Brief. Count the lines below that contain the word "passing", and give only that number.

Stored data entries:
=== Begin Enclosure ===

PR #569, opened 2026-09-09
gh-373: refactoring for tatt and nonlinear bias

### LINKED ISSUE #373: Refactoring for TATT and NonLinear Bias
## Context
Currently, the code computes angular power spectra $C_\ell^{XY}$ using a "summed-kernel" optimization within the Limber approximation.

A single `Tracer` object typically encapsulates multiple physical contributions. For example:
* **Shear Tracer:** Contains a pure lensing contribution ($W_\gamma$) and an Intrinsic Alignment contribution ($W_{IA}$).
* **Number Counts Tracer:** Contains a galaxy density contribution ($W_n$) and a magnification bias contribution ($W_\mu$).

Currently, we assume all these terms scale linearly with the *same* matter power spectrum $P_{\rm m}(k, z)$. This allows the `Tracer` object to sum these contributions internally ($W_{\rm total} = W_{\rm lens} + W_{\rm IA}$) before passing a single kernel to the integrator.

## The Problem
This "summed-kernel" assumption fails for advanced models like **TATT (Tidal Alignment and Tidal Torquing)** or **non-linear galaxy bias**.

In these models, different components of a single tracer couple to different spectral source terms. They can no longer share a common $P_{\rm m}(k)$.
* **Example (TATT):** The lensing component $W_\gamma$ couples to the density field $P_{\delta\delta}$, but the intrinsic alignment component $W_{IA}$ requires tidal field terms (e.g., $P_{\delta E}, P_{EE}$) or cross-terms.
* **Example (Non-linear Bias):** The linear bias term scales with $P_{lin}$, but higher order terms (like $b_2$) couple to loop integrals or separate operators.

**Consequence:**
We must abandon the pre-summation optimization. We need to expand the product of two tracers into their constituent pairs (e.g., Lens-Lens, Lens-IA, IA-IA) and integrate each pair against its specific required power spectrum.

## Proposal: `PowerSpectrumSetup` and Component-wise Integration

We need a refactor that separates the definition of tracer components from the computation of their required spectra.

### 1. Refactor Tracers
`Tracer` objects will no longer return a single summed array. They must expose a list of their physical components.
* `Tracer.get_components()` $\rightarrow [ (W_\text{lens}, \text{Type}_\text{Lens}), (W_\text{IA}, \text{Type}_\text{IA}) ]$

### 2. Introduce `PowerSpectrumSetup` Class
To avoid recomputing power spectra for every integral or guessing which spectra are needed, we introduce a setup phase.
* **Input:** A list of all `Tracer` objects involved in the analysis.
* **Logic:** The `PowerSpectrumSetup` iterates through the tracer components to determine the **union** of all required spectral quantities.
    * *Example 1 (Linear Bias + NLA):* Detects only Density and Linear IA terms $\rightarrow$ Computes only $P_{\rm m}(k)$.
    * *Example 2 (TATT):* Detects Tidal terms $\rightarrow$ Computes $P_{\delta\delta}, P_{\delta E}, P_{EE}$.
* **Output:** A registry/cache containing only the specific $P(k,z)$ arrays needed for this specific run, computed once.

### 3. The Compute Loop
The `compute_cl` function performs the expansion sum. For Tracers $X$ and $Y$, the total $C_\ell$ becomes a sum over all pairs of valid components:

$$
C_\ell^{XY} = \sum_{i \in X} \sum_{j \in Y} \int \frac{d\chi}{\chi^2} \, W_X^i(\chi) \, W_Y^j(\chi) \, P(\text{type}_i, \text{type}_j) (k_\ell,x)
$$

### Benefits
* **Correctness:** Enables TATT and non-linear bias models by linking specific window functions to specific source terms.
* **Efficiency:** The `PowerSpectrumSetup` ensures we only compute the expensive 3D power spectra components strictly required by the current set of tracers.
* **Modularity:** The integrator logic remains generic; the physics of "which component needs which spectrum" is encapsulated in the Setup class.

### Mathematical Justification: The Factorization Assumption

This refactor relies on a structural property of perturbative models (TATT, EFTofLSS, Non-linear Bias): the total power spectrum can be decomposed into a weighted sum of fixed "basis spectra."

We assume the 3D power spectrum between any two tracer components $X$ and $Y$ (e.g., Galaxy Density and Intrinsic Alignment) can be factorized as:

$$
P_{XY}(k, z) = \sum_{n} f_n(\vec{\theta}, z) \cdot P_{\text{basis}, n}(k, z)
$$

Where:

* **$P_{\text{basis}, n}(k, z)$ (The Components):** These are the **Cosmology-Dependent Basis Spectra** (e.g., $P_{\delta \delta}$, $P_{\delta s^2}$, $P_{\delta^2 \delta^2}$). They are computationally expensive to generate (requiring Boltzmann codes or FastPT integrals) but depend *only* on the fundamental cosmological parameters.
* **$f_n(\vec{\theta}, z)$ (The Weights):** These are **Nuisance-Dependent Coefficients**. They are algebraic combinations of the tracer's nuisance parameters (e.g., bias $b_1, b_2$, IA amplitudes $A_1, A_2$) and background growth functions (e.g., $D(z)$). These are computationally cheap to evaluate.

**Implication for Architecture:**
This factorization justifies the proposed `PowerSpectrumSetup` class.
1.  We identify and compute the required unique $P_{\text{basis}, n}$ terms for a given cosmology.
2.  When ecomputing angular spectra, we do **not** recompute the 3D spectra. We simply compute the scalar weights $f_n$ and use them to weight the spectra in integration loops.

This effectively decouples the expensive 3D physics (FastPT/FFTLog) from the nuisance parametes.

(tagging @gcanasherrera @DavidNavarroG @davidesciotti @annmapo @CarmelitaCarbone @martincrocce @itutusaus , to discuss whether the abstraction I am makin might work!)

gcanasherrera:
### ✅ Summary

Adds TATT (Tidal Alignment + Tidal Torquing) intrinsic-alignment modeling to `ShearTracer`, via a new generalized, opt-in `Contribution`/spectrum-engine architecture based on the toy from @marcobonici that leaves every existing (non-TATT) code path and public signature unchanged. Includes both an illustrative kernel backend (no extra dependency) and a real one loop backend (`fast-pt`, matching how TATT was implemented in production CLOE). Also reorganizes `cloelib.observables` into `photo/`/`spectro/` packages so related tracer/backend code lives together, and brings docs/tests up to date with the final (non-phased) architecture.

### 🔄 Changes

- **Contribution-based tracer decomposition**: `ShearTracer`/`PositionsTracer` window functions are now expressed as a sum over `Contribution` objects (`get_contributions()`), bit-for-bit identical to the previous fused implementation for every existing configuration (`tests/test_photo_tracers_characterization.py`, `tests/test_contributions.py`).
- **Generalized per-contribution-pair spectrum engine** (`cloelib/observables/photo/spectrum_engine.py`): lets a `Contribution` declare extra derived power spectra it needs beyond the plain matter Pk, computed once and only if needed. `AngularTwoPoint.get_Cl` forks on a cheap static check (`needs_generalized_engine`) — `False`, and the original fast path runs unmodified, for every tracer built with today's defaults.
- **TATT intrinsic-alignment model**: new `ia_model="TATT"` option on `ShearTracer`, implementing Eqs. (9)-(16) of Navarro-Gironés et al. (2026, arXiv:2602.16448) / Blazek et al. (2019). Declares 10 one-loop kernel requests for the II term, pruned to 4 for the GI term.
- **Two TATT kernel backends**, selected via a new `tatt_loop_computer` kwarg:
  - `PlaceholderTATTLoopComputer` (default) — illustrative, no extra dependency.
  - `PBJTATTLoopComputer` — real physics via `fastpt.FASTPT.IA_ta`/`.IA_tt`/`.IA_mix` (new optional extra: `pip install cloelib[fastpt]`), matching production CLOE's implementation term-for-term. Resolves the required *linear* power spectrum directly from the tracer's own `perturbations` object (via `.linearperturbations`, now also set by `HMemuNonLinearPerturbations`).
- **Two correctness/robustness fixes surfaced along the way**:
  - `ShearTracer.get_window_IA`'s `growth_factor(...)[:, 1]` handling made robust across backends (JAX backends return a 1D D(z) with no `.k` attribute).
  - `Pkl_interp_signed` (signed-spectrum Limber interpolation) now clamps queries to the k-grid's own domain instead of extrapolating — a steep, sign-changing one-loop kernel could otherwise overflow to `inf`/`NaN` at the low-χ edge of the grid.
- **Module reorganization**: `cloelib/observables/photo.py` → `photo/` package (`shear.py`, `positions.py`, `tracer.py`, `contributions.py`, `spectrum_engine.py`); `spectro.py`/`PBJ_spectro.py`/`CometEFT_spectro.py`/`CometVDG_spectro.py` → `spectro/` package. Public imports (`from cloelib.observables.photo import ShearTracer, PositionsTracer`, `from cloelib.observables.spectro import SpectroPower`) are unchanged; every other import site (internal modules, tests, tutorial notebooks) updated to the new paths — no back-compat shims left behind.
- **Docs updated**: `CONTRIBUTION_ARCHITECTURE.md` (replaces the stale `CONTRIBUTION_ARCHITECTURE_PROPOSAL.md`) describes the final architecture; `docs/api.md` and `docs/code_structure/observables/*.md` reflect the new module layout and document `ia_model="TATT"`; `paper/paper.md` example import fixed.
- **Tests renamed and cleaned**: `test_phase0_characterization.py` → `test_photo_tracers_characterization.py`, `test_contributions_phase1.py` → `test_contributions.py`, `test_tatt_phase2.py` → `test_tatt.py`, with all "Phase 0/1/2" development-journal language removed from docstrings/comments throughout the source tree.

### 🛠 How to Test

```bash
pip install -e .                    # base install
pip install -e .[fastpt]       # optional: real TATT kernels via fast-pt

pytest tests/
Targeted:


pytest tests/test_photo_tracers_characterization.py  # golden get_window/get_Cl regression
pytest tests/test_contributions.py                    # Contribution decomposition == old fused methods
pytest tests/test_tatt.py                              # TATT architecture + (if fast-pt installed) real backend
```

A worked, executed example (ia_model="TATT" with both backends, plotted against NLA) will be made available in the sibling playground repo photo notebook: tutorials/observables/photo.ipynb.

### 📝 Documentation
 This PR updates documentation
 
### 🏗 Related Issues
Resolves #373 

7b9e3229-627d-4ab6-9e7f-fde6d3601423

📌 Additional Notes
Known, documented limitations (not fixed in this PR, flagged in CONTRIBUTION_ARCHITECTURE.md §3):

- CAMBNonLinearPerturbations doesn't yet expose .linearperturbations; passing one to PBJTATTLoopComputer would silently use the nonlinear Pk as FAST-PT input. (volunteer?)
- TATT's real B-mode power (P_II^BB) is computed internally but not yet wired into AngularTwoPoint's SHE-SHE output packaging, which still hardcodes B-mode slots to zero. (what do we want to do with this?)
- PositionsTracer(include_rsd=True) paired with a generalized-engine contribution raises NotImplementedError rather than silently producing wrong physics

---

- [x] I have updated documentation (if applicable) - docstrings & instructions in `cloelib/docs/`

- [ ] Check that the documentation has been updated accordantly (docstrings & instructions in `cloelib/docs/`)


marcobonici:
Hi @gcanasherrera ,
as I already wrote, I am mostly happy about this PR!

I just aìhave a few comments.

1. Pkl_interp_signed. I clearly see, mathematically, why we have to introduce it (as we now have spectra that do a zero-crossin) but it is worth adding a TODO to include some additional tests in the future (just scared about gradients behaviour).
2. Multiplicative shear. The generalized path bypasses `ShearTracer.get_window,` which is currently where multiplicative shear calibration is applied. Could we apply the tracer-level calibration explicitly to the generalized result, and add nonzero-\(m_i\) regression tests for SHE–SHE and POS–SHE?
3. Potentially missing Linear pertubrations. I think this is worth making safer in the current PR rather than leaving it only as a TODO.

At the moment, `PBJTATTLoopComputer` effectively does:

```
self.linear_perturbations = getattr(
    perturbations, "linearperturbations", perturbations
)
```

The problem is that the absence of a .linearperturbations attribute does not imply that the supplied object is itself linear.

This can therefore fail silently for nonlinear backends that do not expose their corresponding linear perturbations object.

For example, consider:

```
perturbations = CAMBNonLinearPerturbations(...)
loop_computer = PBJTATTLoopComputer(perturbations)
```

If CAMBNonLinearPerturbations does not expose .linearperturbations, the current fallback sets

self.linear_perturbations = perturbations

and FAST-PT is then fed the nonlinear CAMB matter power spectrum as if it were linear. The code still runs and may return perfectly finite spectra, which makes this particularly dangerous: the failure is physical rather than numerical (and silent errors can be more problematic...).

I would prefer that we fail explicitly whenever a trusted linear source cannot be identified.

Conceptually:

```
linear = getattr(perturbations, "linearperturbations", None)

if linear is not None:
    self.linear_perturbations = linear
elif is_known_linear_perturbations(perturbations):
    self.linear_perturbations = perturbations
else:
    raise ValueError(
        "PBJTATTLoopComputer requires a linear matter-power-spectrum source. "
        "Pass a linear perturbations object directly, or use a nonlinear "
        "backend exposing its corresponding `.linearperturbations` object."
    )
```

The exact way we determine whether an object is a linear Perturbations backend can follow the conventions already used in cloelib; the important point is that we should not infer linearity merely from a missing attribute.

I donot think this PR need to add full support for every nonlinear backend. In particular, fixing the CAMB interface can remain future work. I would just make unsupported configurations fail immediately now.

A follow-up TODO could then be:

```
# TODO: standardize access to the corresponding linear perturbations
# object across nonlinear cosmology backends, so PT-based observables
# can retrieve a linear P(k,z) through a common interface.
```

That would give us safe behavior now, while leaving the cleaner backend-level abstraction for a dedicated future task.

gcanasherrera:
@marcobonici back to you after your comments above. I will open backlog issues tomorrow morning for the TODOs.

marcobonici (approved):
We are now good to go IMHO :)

=== End Enclosure ===

The answer. 2